Solution in this Paper 🛠️:
• OCTAV dataset: Captures event transitions across audio and video
• OMCAT model: Unified audio-visual language model with RoTE (Rotary Time Embeddings)
• Three-stage training pipeline: Feature alignment, instruction tuning, OCTAV-specific training
• Time alignment modules: ITT (Interleaving Time Tokens) and RoTE for temporal grounding
Key Insights from this Paper 💡:
• Cross-modal temporal understanding is crucial for advanced AI systems
• Synthetic data generation can address limitations in existing datasets
• RoTE provides better performance and efficiency than existing temporal conditioning methods
• Multi-stage training enhances model capabilities across various multimodal tasks
Results 📊:
• OMCAT outperforms SOTA on AVQA tasks: 90.2% accuracy on AVQA dataset
• Surpasses GroundingGPT on Charades-STA: 32.3% R@1 (IoU=0.5), 15.9% R@1 (IoU=0.7)

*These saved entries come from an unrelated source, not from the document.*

PR #788, opened 2025-11-04
ENH: add ability to handle multi-dimensional thresholds

allglc:
# Description

Add the ability to handle multi-dimensional thresholds (lambdas)

- [x] 'predict_function` can now also be a general function (X *params) -> 0/1
- [x] `predict_params` is now an argument (even when only one-dimensional lambda) and docstring should be clearer
- [x] `best_predict_param` is a tuple for multi-dimensional parameters
- [x] added an automatic flag is_multi_dimensional_param (based on `predict_params` dimension)
- [x] `_get_predictions_per_param` handles general `predict_functions`, but will process all parameter values sequentially (i don't know how to do it easily in parallel).
- [x] `get_predictions_per_param` will check the prediction values in the calibration step (using a new argument `is_calibration_step`, because I don't want to check at test time as it is not necessary and it might happen that when predicting a single probability, which can happen at test time, a value of 0 or 1 and would raise a warning)
- [x] predictions are checked so that for one-dimensional parameters, predictions should not be 0 or 1 all the time, and for multi-dimensional parameters, they should be 0 or 1 all the time.
- [x] I don't think it's necessary to add a custom error message when the dimension of the parameters do not match the inputs of the general predict function, as the default message seems explicit (cf `test_error_multi_dim_params_dim_mismatch`)

## To manage the two types of predict functions in `__init__` there are a few options:
1. Manual flag in the arguments of `BinaryClassificationController`
2. auto detection based on the function signature (does it takes one or more arguments) but it can cause issues when the predict_proba can also take several arguments (e.g. XGBoost)
3. add another argument e.g., ` predict_function_general` and the user has to provide at least this or the original `predict_function`.
4. Automatic check of predict_params.shape[1] > 1: the user has to provide a custom array of predict_params to do multi params

I will go with option 4.

### DIFF
--- a/examples/risk_control/2-advanced-analysis/plot_risk_control_multi_parameter_binary_classification.py
+++ b/examples/risk_control/2-advanced-analysis/plot_risk_control_multi_parameter_binary_classification.py
@@ -3,11 +3,11 @@
 Use MAPIE to control risk of a binary classifier with multiple prediction parameters
 ====================================================================================
 
-AI is a powerful tool for mail sorting (for example between spam and urgent mails).
-However, because algorithms are not perfects,it sometimes requires manual verification.
-Thus one would like to be able to controlthe amount of mail sent to human validation.
-One way to do so is to define a multi-parameters prediction function based on a
-classifier predicted scores. This would allow to define a rule for mail checking,
+AI is a powerful tool for email sorting (for example between spam and urgent emails).
+However, because algorithms are not perfect, manual verification is sometimes required.
+Thus one would like to be able to control the amount of emails sent to human validation.
+One way to do so is to define a multi-parameter prediction function based on a
+classifier's predicted scores. This would allow defining a rule for email checking,
 which could be adapted by varying the prediction parameters.
 
 In this example, we explain how to do risk control for binary classification relying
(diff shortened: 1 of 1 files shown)


mapie/risk_control/binary_classification.py
```diff
@@ -350,31 +376,47 @@ def _get_risk_values_and_eff_sample_sizes(
...
+        if self.is_multi_dimensional_param:
+            y_pred = np.empty((n_params, n_samples))
+            for i in range(n_params):
+                y_pred[i] = self._predict_function(X, *params[i])
+            if is_calibration_step:
+                self._check_predictions(y_pred)
+            y_pred = y_pred.astype(int)
+        else:
+            try:
+                predictions_proba = self._predict_function(X)[:, 1]
```
GBrelurut: Y-a-t-il une raison pour ne pas mettre la fonction de prédiction en multiparam dans le try ?

allglc: Oui car c'est pas le même appel de fonction et la deuxième erreur n'est pas adaptée (on peut peut-être adapter pour quand même tester la première erreur en multi-dim)

PR #802, opened 2025-11-18
DEV-XP: handle expected RuntimeWarnings in unit tests

hmaissoro:


mapie/tests/test_classification.py
```diff
@@ -1407,6 +1407,7 @@ def test_image_cumulated_scores(X: Dict[str, ArrayLike]) -> None:
     np.testing.assert_allclose(y_ps[:, :, 0], cumclf.y_pred_sets)
 
 
+@pytest.mark.filterwarnings("ignore:: UserWarning")
 @pytest.mark.parametrize("y_pred_proba", Y_PRED_PROBA_WRONG)
```
GBrelurut: rational : we ant to test the raising of the error, not the warning, so we ignore it

PR #811, opened 2025-11-28
chore: Create a new command for long tests and exclude them from standard coverage testing.

hmaissoro:


allglc:
I'm testing pytest-xdist to run tests in parallel. However there was an error with mypy: it required to use python >= 3.10. When doing this (in mypy.ini), there are new typing errors. So for testing purposes, I removed this step from the CI, just to see how much faster pytest-xdist is. It does not seem to improve much on GitHub runners. I'll have to test again when tests pass (they currently fail) and self hosted runner is free.

PR #2418, opened 2024-08-15
Adding filters should not force initialization of Agent.

Mpdreamz:
Instead if the agent is not yet setup we simply buffer the filters until the agent gets constructed.

This allows you to add filters before initializing the static agent.

This manifested itself in the hosted service integrations (.NET Core) where the agent get's constructed slightly delayed.

And calling

```
Agent.AddFilter((ISpan span) =>
{
    return span;
});
```

Would win the race for `Agent.Instance` over the ASP.NET core integrations.


stevejgordon (approved):
Lgtm

stevejgordon (approved):
Lgtm

PR #2427, opened 2024-08-19
Ensure we capture baggage when capturing Errors during unsampled transactions

Mpdreamz:


src/Elastic.Apm/Model/Error.cs
```diff
@@ -55,19 +55,23 @@ private Error(Transaction transaction, string parentId, IApmLogger loggerArg, Di
...
 
-		private void CheckAndCaptureBaggage()
+		private void CheckAndCaptureBaggage(Transaction transaction)
 		{
 			if (Activity.Current == null || !Activity.Current.Baggage.Any())
 				return;
 
+			//if context was not set prior we set it now to ensure we capture baggage for errors
+			//occuring during unsampled transactions
+			Context ??= transaction.Context.DeepCopy();
```
gregkalapos, line 73: Did the line below with `var labels = Context.InternalLabels.Value;` fail with a `NullReferenceException`? Or what was the behaviour before?

Mpdreamz: Context is null because we never copy it from transaction when its an unsampled transaction.

gregkalapos (approved):

src/Elastic.Apm/Model/Error.cs
Mpdreamz: Thought about it but this way we only do it if there is actual baggage to set :)

gregkalapos: > Thought about it but this way we only do it if there is actual baggage to set :)

Yeah, that's a good point.

aheubusch, line 73: Requires a null check. `transaction` can be null.

PR #2431, opened 2024-08-28
Exclude default processes and services

stevejgordon:
This also updates the comparison for excluded process and service names to be case insensitive.


Mpdreamz (approved):
LGTM!

PR #2436, opened 2024-09-09
Ensure isEnabled = false won't start worker loop

Mpdreamz:
Inside PayloadSenderV2, we also now early exit when events get queued.

Removed early exit from constructor, allow readonly fields to be initialized
so that when we start adding nullable annotations not all of them have to be nullable

### DIFF
--- a/src/Elastic.Apm/Report/PayloadSenderV2.cs
+++ b/src/Elastic.Apm/Report/PayloadSenderV2.cs
@@ -96,7 +96,7 @@ namespace Elastic.Apm.Report
 				_metadata.Labels.Add(globalLabelKeyValue.Key, globalLabelKeyValue.Value);
 			_cachedActivationMethod = _metadata.Service?.Agent.ActivationMethod;
 
-			if (isEnabled)
+			if (_isEnabled)
 				ResetActivationMethodIfKnownBrokenApmServer();
 
 			if (configuration.MaxQueueEventCount < configuration.MaxBatchEventCount)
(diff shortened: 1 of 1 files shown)


src/Elastic.Apm/Report/PayloadSenderV2.cs
```diff
@@ -73,27 +74,30 @@ public PayloadSenderV2(
...
 			_serverInfoCallback = serverInfoCallback;
+
 			var process = ProcessInformation.Create();
 			_metadata = new Metadata { Service = service, System = System, Process = process };
 			foreach (var globalLabelKeyValue in configuration.GlobalLabels)
 				_metadata.Labels.Add(globalLabelKeyValue.Key, globalLabelKeyValue.Value);
 			_cachedActivationMethod = _metadata.Service?.Agent.ActivationMethod;
-			ResetActivationMethodIfKnownBrokenApmServer();
+
+			if (isEnabled)
```
stevejgordon, line 99: nit: for consistency, should we prefer the `_isEnabled` field rather than the parameter here? We use the parameter above.

src/Elastic.Apm/Report/PayloadSenderV2.cs
```diff
@@ -123,7 +127,9 @@ public PayloadSenderV2(
 			_eventQueue = new BatchBlock<object>(configuration.MaxBatchEventCount);
 
 			SetUpFilters(TransactionFilters, SpanFilters, ErrorFilters, apmServerInfo, logger);
-			StartWorkLoop();
+
+			if (isEnabled)
```
stevejgordon, line 131: nit: for consistency, should we prefer the `_isEnabled` field rather than the parameter here? We use the parameter above.

stevejgordon (approved):
One nit, but otherwise, this LGTM.

stevejgordon (approved):
LGTM

PR #2437, opened 2024-09-09
github-action: use ephemeral tokens with the required permissions

v1v:
## Details

⚠️ This PR was created by an automated tool. Please review the changes carefully. ⚠️ 

### What

Use https://github.com/tibdex/github-app-token to generate ephemeral tokens with the required
permissions only

This is the alternative to moving away from finer-grained GitHub tokens and reducing the
cumbersome of rotating them as we do nowadays.

### Implementaiton details

We have used the same GitHub action in other places.

If there are any questions, please reach out to the @elastic/observablt-ci


reakaleek (approved):

v1v:
CLA checker will cause some disruptions - I'm working on it with the relevant CLA owners. for now, I'll keep this draft to avoid surprises.

.github/workflows/updatecli.yml
```diff
@@ -17,6 +17,18 @@ jobs:
     steps:
       - uses: actions/checkout@v4
 
+      - name: Get token
```
Mpdreamz, line 20:
```
permissions:
  contents: read
```

Do we need to update this instead and rely on `GITHUB_TOKEN`?

v1v: Unfortunately, GitHub actions don't trigger any action if the `Actor` is `Github Actions bot`. 

See https://docs.github.com/en/actions/security-for-github-actions/security-guides/automatic-token-authentication#about-the-github_token-secret

> Commits pushed by a GitHub Actions workflow that uses the GITHUB_TOKEN do not trigger a GitHub Pages build.

That's the reason we use a Service Machine account, and we are moving to a GitHub app to help us moving away from finer-tokens and rotating them.

PR #2444, opened 2024-09-13
No longer parse request cookies, but ensure they are still redacted in the `Cookie` header string

stevejgordon:
We've identified that sending transactions with cookies parsed to `Request.Cookies` can result in failures to index those transactions when any of the cookies include periods (which is common for ASP.NET core by default). 

This PR removes the extraction from the header onto `Request.Cookies`. Instead, we now modify the `Cookie` header value to redact the cookie items based on the configured list of field names to sanitize. For .NET targets, we optimize this to avoid allocations as much as possible. Unfortunately, for the .NET Framework, we can't be as efficient.


src/Elastic.Apm/Api/Request.cs
```diff
@@ -27,11 +27,6 @@ public class Request
 		/// </summary>
 		public Dictionary<string, string> Headers { get; set; }
 
-		/// <summary>
```
Mpdreamz, line 30: Breaking?

src/Elastic.Apm/Helpers/CookieHeaderRedacter.cs
```diff
@@ -0,0 +1,206 @@
...
+
+		var redactedCookieHeader = string.Empty;
+
+#if NETFRAMEWORK
+		// The use of `Span<T>` in NETFX can cause runtime assembly loading issues due to our friend,
+		// binding redirects. For now, we take a slightly less allocation efficient route here, rather
+		// than risk introducing runtime issues for consumers. Technically, this should be "fixed" in
+		// NET472+, but during testing I surprisingly still reproduced an exception. Elastic.APM depends on
+		// `System.Diagnostics.DiagnosticSource 5.0.0` which itself depends on `System.Runtime.CompilerServices.Unsafe`
+		// which is where the exception occurs. 5.0.0 is marked as deprecated so we could look to prefer
```
Mpdreamz, line 49: Can you create an issue for this? Would love to bump SDD to 6.0.0 if we can :)

src/Elastic.Apm/Helpers/CookieHeaderRedacter.cs
```diff
@@ -0,0 +1,206 @@
...
+		// a new version but we have special handling for the ElasticApmAgentStartupHook
+		// zip file version. For now, we decided not to mess with this as it's hard to test all scenarios.
+
+		var sb = new StringBuilder(cookieHeaderValue.Length);
```
Mpdreamz, line 53: Nit but can we split this into 2 implementation methods?

Mpdreamz (changes requested):
Few nitpicks mostly LGTM :)

src/Elastic.Apm/Helpers/CookieHeaderRedacter.cs
stevejgordon: Yeah, makes sense.

src/Elastic.Apm/Helpers/CookieHeaderRedacter.cs
stevejgordon: https://github.com/elastic/apm-agent-dotnet/issues/2445

src/Elastic.Apm/Api/Request.cs
stevejgordon: Yep, will document this in our release notes.

src/Elastic.Apm/Helpers/CookieHeaderRedacter.cs
stevejgordon: I've rearranged the compiler pre-processor directives to create two versions of the `Redact` method: one for the .NET Framework and one for everywhere else.

Mpdreamz (approved):

PR #2455, opened 2024-09-30
Improve OTel bridge compatibility with existing Azure instrumentation

stevejgordon:
This ensures that the Azure SDK instrumentation doesn't use the existing `Activity` span ID, which, when combined with the OTel bridge, can lead to spans being parented by themselves.

This also enhances the logic of the OTel bridge so that we skip span creation for activities coming from the Azure SDK libraries if our Azure instrumentation assemblies are loaded. This ensures we don't create essentially repeated child spans.

Fixes #2454

### DIFF
--- a/src/Elastic.Apm/Model/Transaction.cs
+++ b/src/Elastic.Apm/Model/Transaction.cs
@@ -27,6 +27,10 @@ internal class Transaction : ITransaction
 {
 	internal static readonly string ApmTransactionActivityName = "ElasticApm.Transaction";
 
+#if NET
+	private static readonly ActivitySource ElasticApmActivitySource = new("Elastic.Apm");
+#endif
+
 	internal readonly TraceState _traceState;
 
 	internal readonly ConcurrentDictionary<SpanTimerKey, SpanTimer> SpanTimings = new();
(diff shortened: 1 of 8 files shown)


src/Elastic.Apm/Model/Transaction.cs
```diff
@@ -27,6 +27,10 @@ internal class Transaction : ITransaction
 {
 	internal static readonly string ApmTransactionActivityName = "ElasticApm.Transaction";
 
+#if NET
+	internal static readonly ActivitySource ElasticApmActivitySource = new("Elastic.Apm");
```
Mpdreamz, line 31: 👍

Mpdreamz: Should we bump our DiagnosticSource reference from 5.0.0? 

We can do in a follow up PR.

Mpdreamz (dismissed):
LGTM

src/Elastic.Apm/Model/Transaction.cs
stevejgordon: Yeah, I'll open an issue to track that if we don't have one. I think we should, but I'm not sure about the implications, so we'll need to spike it and see if anything breaks!

Mpdreamz (approved):

PR #2461, opened 2024-10-07
Limit attribute count and truncate values in ElasticActivityListener

Mpdreamz:
Implement limits to comply with OpenTelemetry specs, capping attributes at 128 and truncating string values to 10,000 characters. This ensures payload size remains manageable and adheres to the defined standards.

https://opentelemetry.io/docs/specs/otel/common/#attribute-limits


stevejgordon (approved):
LGTM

• Excels on OCTAV-ST: 16.9% accuracy on Youcook2, 19.0% on ActivityNet
• Demonstrates superior performance on OCTAV-MT and UnAV-100-MT datasets
The architecture and key components of the OMCAT model
The OMCAT model:
Uses separate visual and audio encoders to extract features from video and audio inputs.
Employs audio-visual adaptor layers to map the extracted features to the text embedding space of the language model.
Incorporates time alignment between audio and video using either Interleaving Time Tokens (ITT) or Rotary Time Embeddings (RoTE).
Uses a large language model (fine-tuned Vicuna 7B) as the core text generation component.